PR #23, opened 2026-08-02
feat(core): add first-class Pi session indexing

SaladDay:
## Summary

Depends on #35.

[Pi-only diff (`96d8523...349508a`)](https://github.com/SaladDay/obelisk/compare/feat/provider-indexing-foundations...feat/pi-session-support)

This PR adds Pi as a first-class Obelisk provider while keeping Pi-specific semantics inside one adapter.

- Resolve the automatic session root with Pi 0.83 precedence: `PI_CODING_AGENT_SESSION_DIR`, merged global/project `sessionDir`, then `~/.pi/agent/sessions`.
- Discover and parse Pi v1-v3 sessions, including messages, images, tools, bash records, custom messages, errors, summaries, model usage, and exact raw JSONL evidence.
- Reconstruct Pi's selected context from `leaf`, orphan roots, branch summaries, legacy `firstKeptEntryId` compaction, and checkpoint `retainedTail`.
- Mark superseded branch evidence `inactive` and display-suppressed transport evidence `hidden`; the app stays active-only while agents may request inactive evidence explicitly.
- Use `(normalized header cwd, header id)` as logical identity and source paths as provenance, preserving identity across copies and moves while handling replacements, unlinks, and divergent duplicates safely.
- Bind raw lookup to the committed source cursor so replaced content cannot be exposed as stale evidence.
- Follow Pi's tolerance for malformed physical JSON lines, while JSON-valid structural errors fail the affected unit atomically.

Shared code only registers the provider and threads the launch `cwd` into automatic Pi root resolution; there are no `source === "pi"` branches in indexing, persistence, querying, settings, or rendering.

## Compatibility

| Component | Version |
|---|---|
| Obelisk app | `0.2.2` |
| Obelisk core | `0.2.0` |
| Obelisk CLI | `0.2.2` |
| Pi coding agent | `@earendil-works/pi-coding-agent@0.83.0` |
| Pi agent core | `@earendil-works/pi-agent-core@0.83.0` |
| Pi session format | v1, v2, v3 |
| Base stack commit | `96d8523` |
| Validation runtime | Node `24.1.0`, npm `11.3.0`, macOS |

The implementation was checked against Pi's versioned [settings documentation](https://github.com/earendil-works/pi/blob/v0.83.0/packages/coding-agent/docs/settings.md), [session format](https://github.com/earendil-works/pi/blob/v0.83.0/packages/coding-agent/docs/session-format.md), coding-agent context projection, and agent-core retained-context storage.

## Verification

- `npm test` — **408/408 passed**
- `npm run typecheck` — passed
- `npm run build:core` — passed
- `npm run build:cli` — passed
- `npm run build:skill` — passed
- `npm run lint` — 0 errors; 4 existing warnings
- `git diff --check` — passed

Installed Pi 0.83 runtime probes covered official `SessionManager` persistence and context projection, global/project settings precedence, malformed settings fallback, tool calls/results, image and error records, cache usage, compaction, branch selection, moves, duplicate copies, missing inventories, and structurally invalid sessions. Targeted regressions also confirm that a malformed Pi file retries alone and never forces unrelated unchanged sessions to reparse.

### Randomized differential check

`tests/pi-randomized-differential.test.mjs` runs unconditionally against vendored, version-pinned Pi 0.83 context oracles.

With seed `0x5eedc0de`, **512/512** generated sessions matched:

- 18,124 entries and 11,586 messages
- 1,457 leaf changes, including 167 null leaves
- 2,230 compactions, including 1,137 retained-tail compactions
- 2,191 branch summaries
- 1,060 orphan parent edges

The comparison checks ordered canonical evidence, including role/content, summary source/content, and retained-tail placement.


SaladDay:
Would this visibility model work?

- `visible`: returned by default
- `inactive`: excluded by default; available with `includeInactive: true`
- `hidden`: never returned by standard helpers

`includeInactive` would apply to all visibility-aware helpers. Pi would mark records outside its effective context as `inactive`; internal or display-suppressed records would remain `hidden`. No schema migration is needed; a Pi index-marker bump would replay existing sessions. The app would remain active-only by default.

SaladDay:
Follow-up scope:

This PR would cover Pi's three-state visibility and agent opt-in. Claude Code fork/session relationships and app branch browsing can remain separate follow-ups. Inactive Pi messages, summaries, and raw evidence would be queryable now; structured inactive tool pairs can follow where pairing is unambiguous.

tommy0103:
Both of the blocking items from the last round check out on `3784306`. Verified
locally: `npm test` 384/384, typecheck clean, lint 0 errors.

**Marker retry** — confirmed fixed, and the cursor deletion for failed units is a
better fix than simply relaxing the gate. My earlier reasoning was that a failed
unit never committed a cursor so it stays retryable on its own; that misses the
case where the file succeeded on an earlier run and still holds a stale cursor.
Deleting it explicitly is the right call.

**Differential oracle** — the transcription is faithful. Since a hand-transcribed
oracle can in principle encode the same misreading on both sides, I checked it
independently: 400 randomly generated trees (my own generator, different
distribution from yours — compactions with and without `retainedTail`, branch
summaries, orphan parent edges) run through both the vendored oracle and the
`buildContextEntries()` of a locally installed Pi, **400/400 matched**. My local
Pi is 0.82.0 rather than 0.83.0, so this corroborates rather than replaces your
own cross-check, but it is independent evidence that the pinned oracle is sound.

---

There is one regression I would like to flag before this lands.

## Fail-closed inventory takes the whole provider offline, permanently

`createProviderIndexPlan` now skips every unit when the inventory cannot be
enumerated:

```js
if (markerMissing && !inventoryComplete) continue;
```

Because `pendingMarkers` is only populated when `inventoryComplete`, the marker
is never written, so `markerMissing` stays true and the state never resolves.

Repro — a single unreadable directory anywhere under the provider root:

```js
const locked = join(root, 'locked');
mkdirSync(locked, { recursive: true });
chmodSync(locked, 0o000);          // EACCES on readdirSync -> complete: false
```

Measured against a fresh database, three consecutive builds:

```
run1: planned=0 committed=0 marker=0 incomplete=[pi]
run2: planned=0 committed=0 marker=0 incomplete=[pi]
run3: planned=0 committed=0 marker=0 incomplete=[pi]
sessions indexed: 0
```

Same probe on `main` for comparison, using the Claude provider and one
unreadable directory under `~/.claude/projects`:

| | result |
|---|---|
| `main` | `planned=1 sessions=1` — the unreadable directory is skipped, everything else indexes |
| this PR | `planned=0 sessions=0` — nothing is indexed, and it never recovers |

Since all four adapters now declare `snapshotIntegrity: 'strict'`, this is not
Pi-specific. The blast radius is bounded by whether the marker already exists:

```
fresh install (no marker):        planned=0 sessions=0
existing install (marker present): planned=1 sessions=1
```

The Claude, Codex and Kimi markers are unchanged in this PR, so existing
installations keep working for those three and only Pi is affected. A **fresh
install is the bad case**: a new user with any unreadable directory under
`~/.claude/projects` gets an empty database that never fills, on the primary
provider.

It is also silent. The `incomplete_snapshot` early return only fires when
`force` is true; on the ordinary background path the build plans zero units and
returns normally, and nothing in the renderer consumes `incompleteProviders`.
What the user sees is a successful build and an empty library.

Realistic triggers are not exotic: a directory owned by another user, a stale
mount, a dangling symlinked directory, or an Electron build without Full Disk
Access on macOS when the root sits under a protected path.

## Suggested shape

The reasoning behind fail-closed is right — a written marker is a claim that the
whole provider was replayed under the new semantics, and you cannot honestly make
that claim from a partial inventory. The issue is that two separate consequences
got fused into one:

- *cannot certify a complete inventory* → **do not write the marker** ✅
- *cannot certify a complete inventory* → **do not index anything** ← this is the
  part that turns a recoverable state into a permanent one

Decoupling them keeps the guarantee and removes the deadlock:

1. Index whatever units are readable, even when the inventory is incomplete.
2. Withhold the marker in that case, exactly as now.
3. Surface `incompleteProviders` on the ordinary path too, with the directory
   that could not be read.

The worst case then degrades to "the replay is attempted again next launch" —
wasteful, but correct, and self-healing once the directory becomes readable.

A regression test worth pinning: *with an unreadable directory under the root, the
readable sessions are still indexed.*

Happy to be talked out of this if I am misreading the intent of the
`requireCompleteSnapshot` contract — but as it stands a fresh install can end up
with a permanently empty index and no error.

SaladDay:
Agreed. `requireCompleteSnapshot` should gate snapshot certification and destructive publication, not suppress readable units during an ordinary build.

I'll decouple those paths: ordinary builds will index readable units, report the incomplete inventory, and withhold the provider marker. Force rebuilds will remain fail-closed. I'll also carry the unreadable path through a provider-neutral diagnostic and add a recovery regression test.

tommy0103:
The three-state model is the right call, and it is better than the `includeHidden`
flag I originally suggested. That suggestion conflated two things your split keeps
apart: abandoned-but-real content, and records that were never conversation in the
first place. With a single flag, an agent that wants to read an abandoned Pi branch
would also have to pull in Codex's `<environment_context>` envelopes. `inactive`
and `hidden` sharing a default but not a recovery path is the distinction that
makes the opt-in meaningful.

One gap in the proposal as written, and I think it is load-bearing.

## `visibility` has to be in the result, not only in the predicate

`query.ts:138` selects `uuid, session_id, text, content_type, is_meta, role,
timestamp, model, cwd, source` — no `visibility`. So `includeInactive: true`
returns a set the agent cannot partition. It will find "we decided to use approach
A", not know that path was abandoned, and report it as history.

That is worse than the current unreachability, which is at least honest. Two things
would close it: return the column, and say in the skill docs how an inactive hit
should be phrased ("you tried X and moved away from it", not "you used X").

## Which adapters can actually populate `inactive`

Before assuming the other adapters should follow Pi here, I checked what their
formats can express. Two layers matter: whether a tree exists at all, and whether
the format records the act of abandoning one.

At the code level, only two adapters read a parent pointer from their source:

```
claude:  parent_uuid: obj.parentUuid        <- from the source format
codex:   parent_uuid: sm.lastMessageUuid    <- synthesized ("previous message")
kimi:    parent_uuid: previousUuid          <- synthesized ("previous message")
pi:      parent_uuid: parent                <- computed from the source tree
```

Against real local transcripts:

| source | files / lines | top-level fields | parent-pointer fields |
|---|---|---|---|
| Claude | 25 / 23,236 | `type, sessionId, timestamp, parentUuid, isSidechain, uuid, …` | `parentUuid` × 17,043 |
| Codex | 25 / 22,148 | `timestamp, type, payload` | none |
| Kimi | 19 / 2,463 | `type, time, event, model, …` | none |

I probed for `parentUuid`, `parentId`, `parent_id`, `parent`, `leaf`, `leafId`,
`branch`, `fromId`. Codex and Kimi are append-only event logs; their parent chains
in Obelisk are entirely adapter-synthesized. So:

| | tree shape | leaf pointer | branch operation recorded | active path derivable |
|---|---|---|---|---|
| **Pi** | yes (`id`/`parentId`) | yes, durable | yes (`branch_summary.fromId`) | yes |
| **Claude Code** | yes (`parentUuid`) | no | no | no — inference only |
| **Codex** | no | — | — | — |
| **Kimi** | no | — | — | — |

Claude has the shape but not the semantics. I looked for an authoritative rewind
signal and did not find one: `promptSource`, `origin`, `entrypoint`,
`permissionMode` all describe how a prompt was entered (`typed`, `cli`, `sdk-ts`,
`{kind: human}`), not whether a branch was abandoned on purpose. They appear on
both sides of a fork.

## The criterion is not "has a tree"

Kimi has no tree, but it does record supersession explicitly: `context.undo`
retracts the last N real user prompts, all-or-nothing, refusing to cross a
compaction boundary. That is an authoritative "these were retracted" record — the
same class of fact as a Pi branch, in a stack rather than a tree.

That suggests the contract should be about attestation:

> `inactive` means the provider can confirm from its source that the record was
> explicitly superseded. The form is provider-specific: a branch in Pi, an undo in
> Kimi. Providers whose format does not record supersession leave everything
> `visible`.

Which lands as:

- **Pi** — branch operations. Populates `inactive`.
- **Kimi** — `context.undo` / `context.clear`. Could populate `inactive`; today the
  adapter deletes those records instead. (Related fidelity gap: #26.)
- **Claude Code** — nothing to attest with. Stays `visible`.
- **Codex** — no branching exists. N/A rather than pending.

## Why Claude should not mirror Pi

I suggested earlier that Claude's abandoned branches should be marked `inactive`.
Having looked at the data, I do not think that holds.

Across 43 local transcripts I found 208 branches off the surviving path. Roughly
56% were multi-message and 41% were single user messages with no reply at all —
someone typed, then rewrote before sending. Median abandoned-branch length was 2,
p90 was 18. Even inside the multi-message group the heads were not all user
decisions; some were harness-injected (`<task-notification>` starting a 5-message
branch). Treat these percentages as a rough cut — my classifier counted nested
forks inside already-dead regions separately, so the absolute numbers run high. The
shape is solid; the precision is not.

Two consequences. Marking these `inactive` would require a heuristic (a length
threshold, filtering injected heads), and `types.ts` says of this exact field:
"Provider-normalized display eligibility. Assemblers never infer this from text."
And it would be a retrieval regression: those branches are searchable today, so
reclassifying them wholesale moves real content behind an opt-in on the strength of
a guess.

The genuine Claude problem is a different one and needs no new semantics: abandoned
and active branches interleave by timestamp in the assembled timeline, and
`session-detail.ts` merges consecutive assistant `tool_use` messages across them.
`parent_uuid` is already indexed; that is a presentation fix.

## Scope

This supports the split in your follow-up comment, for a firmer reason than scope:
Claude cannot currently express what Pi expresses. A follow-up issue is better
framed as "blocked until Claude Code's transcript records rewinds" than "not yet
implemented."

That makes the capability matrix the one piece I would want to land **with** this
PR rather than after it. Not as "`inactive` is Pi-only for now, others to follow",
but as the format-capability statement above. The difference matters: with the
first wording an agent reads an empty `inactive` result on a Claude session as
"nothing was abandoned here" — which the 43-transcript sample says is false about
39% of the time. With the second, it knows that is the most that source can say.

SaladDay:
Agreed. I’ll return `visibility` from every `includeInactive`-aware helper and document `inactive` as source-attested supersession, including the provider capability matrix. Pi will populate it; Claude stays visible, Codex is N/A, and Kimi remains a follow-up behind #26.

SaladDay:
Implemented the agreed follow-up: source-attested visible/inactive/hidden retrieval, visible-only session and app surfaces and counts, safe publication under partial inventories, and exact provider/path/error diagnostics in the CLI and Settings. Pi loading was rechecked against 0.83.0, including malformed-line behavior. Validation: 396/396 tests; typecheck and core/CLI/skill builds pass; lint has 0 errors and 4 unchanged warnings; diff check is clean.

SaladDay:
Merged current `main` (`1941e64`) and resolved the provider, indexer, and Settings integration conflicts. The branch now also shares configured provider roots across indexing, query, and raw lookup; keeps inactive Pi tool evidence behind `includeInactive`; withholds cross-provenance replacement during an incomplete identity census; and scopes Pi raw evidence to one source-message container.\n\nFinal verification: 414/414 root tests passed; typecheck and the core, CLI, and skill builds passed; lint has 0 errors and 4 unchanged warnings. Electron is 4/5 because the upstream session-virtualization suite remains timing-sensitive; a clean main control also hung in that suite.

SaladDay:
I split the change into two linear commits and PRs: #35 contains the provider-neutral indexing foundations, and this PR contains the Pi adapter, registration, tests, and docs. The Pi-only diff is https://github.com/SaladDay/obelisk/compare/feat/provider-indexing-foundations...feat/pi-session-support.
=-=-=-=-=
Exercise details:
Begin with the first line of the listing above and write out each line exactly, ending with the line that contains "Obelisk CLI |".

Response to this exercise:
PR #23, opened 2026-08-02
feat(core): add first-class Pi session indexing

SaladDay:
## Summary

Depends on #35.

[Pi-only diff (`96d8523...349508a`)](https://github.com/SaladDay/obelisk/compare/feat/provider-indexing-foundations...feat/pi-session-support)

This PR adds Pi as a first-class Obelisk provider while keeping Pi-specific semantics inside one adapter.

- Resolve the automatic session root with Pi 0.83 precedence: `PI_CODING_AGENT_SESSION_DIR`, merged global/project `sessionDir`, then `~/.pi/agent/sessions`.
- Discover and parse Pi v1-v3 sessions, including messages, images, tools, bash records, custom messages, errors, summaries, model usage, and exact raw JSONL evidence.
- Reconstruct Pi's selected context from `leaf`, orphan roots, branch summaries, legacy `firstKeptEntryId` compaction, and checkpoint `retainedTail`.
- Mark superseded branch evidence `inactive` and display-suppressed transport evidence `hidden`; the app stays active-only while agents may request inactive evidence explicitly.
- Use `(normalized header cwd, header id)` as logical identity and source paths as provenance, preserving identity across copies and moves while handling replacements, unlinks, and divergent duplicates safely.
- Bind raw lookup to the committed source cursor so replaced content cannot be exposed as stale evidence.
- Follow Pi's tolerance for malformed physical JSON lines, while JSON-valid structural errors fail the affected unit atomically.

Shared code only registers the provider and threads the launch `cwd` into automatic Pi root resolution; there are no `source === "pi"` branches in indexing, persistence, querying, settings, or rendering.

## Compatibility

| Component | Version |
|---|---|
| Obelisk app | `0.2.2` |
| Obelisk core | `0.2.0` |
| Obelisk CLI | `0.2.2` |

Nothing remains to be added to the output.